Olivier BARBARANT, Odes dérisoires et autres poèmes, éditions Gallimard, coll. « Poésie / Gallimard ». ISBN : 9782070467853.
Olivier Barbarant lecteur d'Aragon lecteur de Hugo : on l'aura compris, notre programme tentera d'établir une filiation poétique ou une esquisse d'histoire de la poésie - et des vues qu'elle présuppose sur ce grand genre littéraire -, à partir des affinités que chaque poète reconnaît avoir avec son aîné. « Le poète est celui qui monte des Enfers » (p. 25), affirme l'auteur des Parquets du ciel et des Odes dérisoires, qui aimerait « Écrire à cru sans plus rien de moi-même qui s’entortille à l’évidente platitude » (p. 68). Comme tous les poètes modernes, Olivier Barbarant met constamment la poésie à l’épreuve de la vie . Mais dans ce que l’on nomme un peu facilement la « crise de la poésie », et qui pourrait bien être une crise de l’amour de la poésie, comme Barthes l’avait dit de la langue, en 1979, Olivier Barbarant semble faire figure d’exception, car il n'a pas renoncé à aimer la poésie. Quelles formes poétiques l'objet de cet amour prend-il alors ? Se confond-il avec l'amour des êtres et des choses évoqués par notre poète, dans ses différents recueils ? La poésie de l'amour serait alors inséparable de l'amour de la poésie, comme chez Aragon et, à vrai dire, comme chez tout grand poète (L'amour la poésie, d'Éluard, n'est qu'un écho moderne, parmi d'autres, d'une tradition poétique très ancienne). L'art poétique qui soutient et tempère cet élan vital paraît de même nature que celui d'Aragon, dans Elsa, quand ce dernier avoue connaître « trop bien l'usage des mots l'emploi des mots l'abus des mots» (cité par O. Barbarant, dans Elsa, p. 143.). Mais pour étranglée qu'elle soit, ironiquement formulée par une conscience poétique soucieuse de passer le lyrisme de son dire au crible de la critique, l'élégie - chargée d'humanité depuis l'Antiquité - n'en existe pas moins comme poème amoureux de la vie - qui « tient dans un tas de prunes » (p. 80) - et de la poésie - même quand « le langage fait défaut » (p. 171) .

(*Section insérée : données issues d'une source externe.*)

PR #1394, opened 2026-05-27
fix(openai-shim): resolve Gemini thought_signature and tool index collisions

blouflab:
## Description
 This PR is another attempt to fix the `400 Bad Request: Function call is missing a thought_signature` error encountered when using Gemini models (especially via Ollama or similar providers) during multi-tool call scenarios.

 ### Key Changes
 - **Sticky thought_signature**: Implemented a persistence mechanism in the OpenAI stream translator to capture the first `thought_signature` received and apply it to all subsequent tool calls and
      reasoning chunks in the same stream.
 - **Granular Injection**: The signature is now injected into every `input_json_delta` chunk, satisfying Gemini's strict validation requirements for continuous streaming.
 - **Unique Tool Tracking**: Switched tool call tracking from using the `index` (which Ollama often duplicates as `0` for parallel calls) to unique `id` strings. This prevents parallel tool calls from
      overwriting each other.
 - **Synthetic Fallback**: Added a synthetic base64 signature fallback for providers (like Ollama) that require a signature in the next turn but fail to provide one in the current stream.
 - **Ollama Reasoning Support**: Added support for the `reasoning` field used by Ollama's Gemini implementation.
 - **Improved Detection**: Refined Gemini model detection to be more inclusive of various model naming conventions used by local providers.

 ## Verification
 - Added a new unit test: `preserves Gemini thought signature across multiple tool calls in streaming`.
 - Verified manually with Ollama (Gemini 3.0 Flash Thinking) using parallel `Write` tool calls.
 - Verified compatibility with the official Google Gemini API.

### DIFF
--- a/src/services/api/openaiShim.test.ts
+++ b/src/services/api/openaiShim.test.ts
@@ -1029,7 +1029,7 @@ test('preserves Gemini tool call extra_content in follow-up requests', async () 
     return new Response(
       JSON.stringify({
         id: 'chatcmpl-1',
-        model: 'google/gemini-3.1-pro-preview',
+        model: 'openai/gpt-5-mini',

La 5e édition des Lundis de Pierre d'Ailly, consacrée comme les précédentes aux études littéraires, portera sur les rapprochements féconds que l'on peut établir entre la littérature et la psychanalyse qui, selon J.-B. Pontalis, visent « un même objet, à savoir rendre compte de la complexité de l'âme humaine, déceler ce qu'il y a en elle de conflictuel, de troublant, d'obscur....» ( Freud avec les écrivains, Gallimard, coll. « Connaissance de l'Inconscient », 2012, p. 9.). Nous reviendrons plus tard sur les caractéristiques de cette nouvelle conférence, prévue en mai 2026. Pour nous y préparer, nous suivrons - très modestement - en cours l’exigence critique formulée par Starobinski (à propos de Rousseau, dans Les Confessions), qui nous empêchera de patauger dans le marais d’une psychanalyse « bon marché » : « Le comportement érotique n’est pas une donnée fragmentaire ; il est une manifestation de l’individu total (…). La personnalité entière s’y révèle, avec quelques-uns de ses choix ‘existentiels' fondamentaux. Au lieu donc de réduire l’oeuvre littéraire à n’être que le déguisement d’une tendance infantile, l’analyse visera à découvrir, dans les faits premiers de la vie affective, ce qui les oblige à aller jusqu’à la forme littéraire, jusqu’à la pensée et à l’art. » p. 204 (en reliant notamment tel passage - l'épisode de la fessée, par exemple - aux « problèmes de l’autobiographie ». cf. p. 216 et sqq) . Jean Starobinski, Jean-Jacques Rousseau : la transparence et l’obstacle (1971), Gallimard, coll. « Tel ».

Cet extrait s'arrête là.